The data reveal the following:
• Neither business investment nor personal consumption has achieved positive growth, nor have exports
• By far the biggest contributor to US economic growth was the decline in imports; this boosts GDP, because imports are deducted from GDP. Imports continued to decline sharply in Q2, because people spend less when they are jobless and impoverished.
• The much-touted fiscal stimulus package, which has spilled over $1 trillion into the US economy and created enormous deficits and debt burdens, contributed only 1.1 percent to US GDP growth, and in Q4 2008 and Q1 2009 actually caused GDP to decline. The vaunted ‘cash for clunkers’ program, in which Americans are paid thousands of dollars for trading in old cars to buy new ones, is hard to detect in the numbers. Motor vehicle sales caused GDP to decline in Q2.

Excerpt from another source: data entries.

Issue #566, opened 2019-01-28
Kintex7 tilegrid missing some INT tiles


litghost:
INT column X24 and X25 are not current solved in 005-tilegrid for kintex7.

Issue #611, opened 2019-02-05
Collision between INT_L_X24Y112.INT_L.FAN_ALT7.GFAN1 and CLBLL_L_X24Y112.CLBLL_L.SLICEL_X0.CEUSEDMUX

• Inventories continue to decline, meaning that companies are still selling off inventories instead of producing new goods, which reduces GDP. And they still have much more to sell.
To simplify: America’s GDP is falling more slowly mainly because people are too poor and too pessimistic to buy imports. Is that great news? This cannot fuel a recovery, because as is well known, America sent most of its production off-shore, so substituting local production for imports requires bringing home its offshore factories (back-sourcing) — a process that has barely begun.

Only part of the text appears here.